Personally, one possible interpretation which I prefer is that these findings (and similar ones of finding amino acids in comets and such) indicate that organic biomolecules are fairly common and will form anywhere you have C, O, H, N, S, etc and energy. Not only would this indicate that biomolecules could form fairly easily on Earth, but that they are common in the universe, and organic life may arise just about anywhere you have an input of energy and raw materials and a way of concentrating those molecules so they will react and form self-organizing and self-replicating biochemistry.

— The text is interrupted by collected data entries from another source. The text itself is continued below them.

PR #1310, opened 2024-04-18
OCD-4494 - View Cognito user information

tmy1313:


src/app/components/user/cognito-user-view.jsx
```diff
@@ -0,0 +1,127 @@
...
+  CardHeader,
+  ThemeProvider,
+  Typography,
+  makeStyles,
+} from '@material-ui/core';
+
+import theme from '../../themes/theme';
+import {
+  user as userPropType,
+} from '../../shared/prop-types';
```
andlar: A while ago I figured out how to avoid relative path imports, which helps when moving components around, as the relativity would have to change. I've made those changes to all the files I've found, and don't use relative path imports in new ones. Also, I tend to alphabetize the CHPL imports based on the "from" value, so this block would be:
```suggestion
import { user as userPropType } from 'shared/prop-types';
import { theme} from 'themes';
```

src/app/components/user/cognito-user-view.jsx
```diff
@@ -0,0 +1,127 @@
...
+
+const useStyles = makeStyles(() => ({
```
andlar: The extra function here isn't necessary. It started out that way, but I've been trying to remove it everywhere I find it:

```suggestion
const useStyles = makeStyles({
```

Then end of the makeStyles will need a `)` removed, I believe

src/app/components/user/cognito-user-view.jsx
```diff
@@ -0,0 +1,127 @@
...
+  content: {
+    //display: 'grid',
```
andlar: Debug code?

src/app/components/user/cognito-user-view.jsx
```diff
@@ -0,0 +1,127 @@
...
+    //},
+  },
+  userCard: {
+    display: 'grid',
+    gridTemplateRows: '64px auto 50px',
+  },
+}));
+
+function ChplCognitoUserView(props) {
+  /* eslint-disable react/destructuring-assignment */
```
andlar: We aren't doing any destructuring in this block; the eslint commands don't need to be here

src/app/components/user/users.jsx
```diff
@@ -140,6 +141,26 @@ function ChplUsers({ dispatch, roles, groupNames, users: initialUsers }) {
     }
   };
 
+  const displayUser = (user) => {
+    if (!isOn) { return null; }
```
andlar: Is this line still needed? The API is returning the right list of users, so I don't know why the UI would need to know what the flag state is, especially with the checks you're making in the next few lines

src/app/pages/organizations/onc-organizations/onc-organizations.jsx
```diff
@@ -153,7 +153,6 @@ function ChplOncOrganizations() {
             });
           },
         });
-        break;
```
andlar: Removing this would mean a cognito-invite also invites for a chpl-user, right? Is that the desired behavior?

src/app/components/user/cognito-user-view.jsx
```diff
@@ -0,0 +1,120 @@
...
+
+export default ChplCognitoUserView;
+
+ChplCognitoUserView.propTypes = {
+  user: userPropType.isRequired,
+  dispatch: func,
+};
+
+//ChplCognitoUserView.defaultProps = {
+//  dispatch: () => {},
```
andlar: I thought I already commented on this, but can't find it, so must have missed it. If the `dispatch` function is not required in the propTypes definition, there needs to be a defaultProps value for it. I _thought_ our linter was set up to flag that, but could be misremembering

andlar (dismissed):

kekey1 (dismissed):

kekey1 (approved):

andlar (approved):

PR #1311, opened 2024-04-23
OCD-4560

mattystank:
Update Compare Widget Category Analytics to ReactGA4

### DIFF
--- a/src/app/components/compare-widget/compare-display.jsx
+++ b/src/app/components/compare-widget/compare-display.jsx
@@ -54,7 +54,7 @@ function ChplCompareDisplay() {
     ReactGA.event({
       category: 'Compare Widget',
       action: 'Compare Listings',
-      label: listings.map((listing) => listing.id).join('&'),
+      label: 'test',
     });
     $location.url(`/compare/${listings.map((listing) => listing.id).join('&')}`);
     $rootScope.$broadcast('HideCompareWidget');
@@ -65,7 +65,8 @@ function ChplCompareDisplay() {
     ReactGA.event({
       category: 'Compare Widget',
       action: 'Remove all Listings',
-    }); $rootScope.$broadcast('compare.removeAll');
+    }); 
+    $rootScope.$broadcast('compare.removeAll');
   };
 
   if (!listings || listings.length === 0) {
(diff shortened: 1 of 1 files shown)


src/app/components/compare-widget/compare-display.jsx
```diff
@@ -44,22 +45,27 @@ const useStyles = makeStyles({
...
   const $rootScope = getAngularService('$rootScope');
   const { listings, removeListing } = useContext(CompareContext);
   const classes = useStyles();
 
   const compareAll = () => {
-    $analytics.eventTrack('Compare Listings', { category: 'Compare Widget' });
+    ReactGA.event({
+      category: 'Compare Widget',
+      action: 'Compare Listings',
+      label: listings.map((listing) => listing.id).join('&'),
```
andlar: Why is this label here? We didn't have it before, and no one was asking for it

src/app/components/compare-widget/compare-display.jsx
```diff
@@ -44,22 +45,27 @@ const useStyles = makeStyles({
...
     $rootScope.$digest();
   };
 
   const removeAll = () => {
-    $analytics.eventTrack('Remove all Listings', { category: 'Compare Widget' });
-    $rootScope.$broadcast('compare.removeAll');
+    ReactGA.event({
+      category: 'Compare Widget',
+      action: 'Remove all Listings',
+    }); $rootScope.$broadcast('compare.removeAll');
```
andlar: The "rootscope.broadcast" part should be on a separate line

andlar (changes requested):

src/app/components/compare-widget/compare-display.jsx
mattystank: I can take it out... This was more of a test to see I got the label in a different category/action

andlar: If you want to keep it as a test, then mark it specifically as a `label: 'test'` or something similar. I don't want to get something in here that we forget to take out, especially if it's something that we don't have a use for

mattystank: Will do !

andlar (approved):

kekey1 (approved):

tmy1313 (approved):

PR #1314, opened 2024-04-26
OCD-4562: Remove sync aqa tests

ashwinimore:


e2e/pages/charts/charts.readonly.spec.js
```diff
@@ -1,18 +1,15 @@
-import Hooks from '../../utilities/hooks';
+import { open } from '../../utilities/hooks.async';
```
andlar: If we're going to remove the synchronous hooks file, we probably don't need the `.async` on the file that remains

e2e/workflowTest/edit-listing-test/edit-basic-listing-data.spec.js
```diff
@@ -1,13 +1,12 @@
 import ListingPage from '../../pages/listing/listing.po';
-import Hooks from '../../utilities/hooks';
+import { open } from '../../utilities/hooks.async';
 import LoginComponent from '../../components/login/login.po';
 import ActionBarComponent from '../../components/action-bar/action-bar.async.po';
-import ToastComponent from '../../components/toast/toast.po';
+import ToastComponent from '../../components/toast/toast.async.po';
```
andlar: Same comment here. If the synchronous toast is gone, then we don't need to call out the fact that the remaining one is async. Also true with the action-bar file

andlar (approved):

athomas-git (approved):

My current favorite hypothesis about the origins of life on Earth are those championed by Martin and Russell. They hypothesize that life on Earth began and alkaline hydrothermal vents in the ocean, around which porous rocks of iron and nickel sulfide would form semi-permeable cell-like compartments in which basic organic molecules formed by the geochemistry of the vent could concentrate and react with each other. Raw materials would be constantly input from the vent, and there would be a constant energy gradient in the form of heat, pH, and proton-motive force. This neatly solves several problems of many hypotheses of abiogenesis: the energy problems, the raw materials problem, and the concentration problem to name a few. They outline the overall picture of going from geochemistry to biochemistry to prokaryotes to eukaryotes in this 2003 paper:
On the origins of cells: a hypothesis for the evolutionary transitions from abiotic geochemistry to chemoautotrophic prokaryotes, and from prokaryotes to nucleated cells [royalsocie...ishing.org] - Martin and Russell, Phil. Trans. R. Soc. Lond. B 29 January 2003 vol. 358 no. 1429 59-85
They further clarify the possible pathways for a shift from geochemistry to biochemistry in this 2006 paper:
On the origin of biochemistry at an alkaline hydrothermal vent [royalsocie...ishing.org] - Martin and Russell, Phil. Trans. R. Soc. B 29 October 2007 vol. 362 no. 1486 1887-1926
A search for either of those followed by clicking on the "Cited By" link on Google Scholar will yield many papers, including some actual experiments supporting them, which expand and clarify these hypotheses. Definitely worth a read if you are interested in the possible origins of life on Earth, as well as perhaps some ideas of what to look for when looking for life elsewhere.
Anyway, point being, this is fantastic work by NASA, and an excellent example of showing that these molecules can form naturally. Just be careful about drawing any definite conclusions from them other than the simple conclusion that Uracil can form in these natural conditions, and possibly or probably others.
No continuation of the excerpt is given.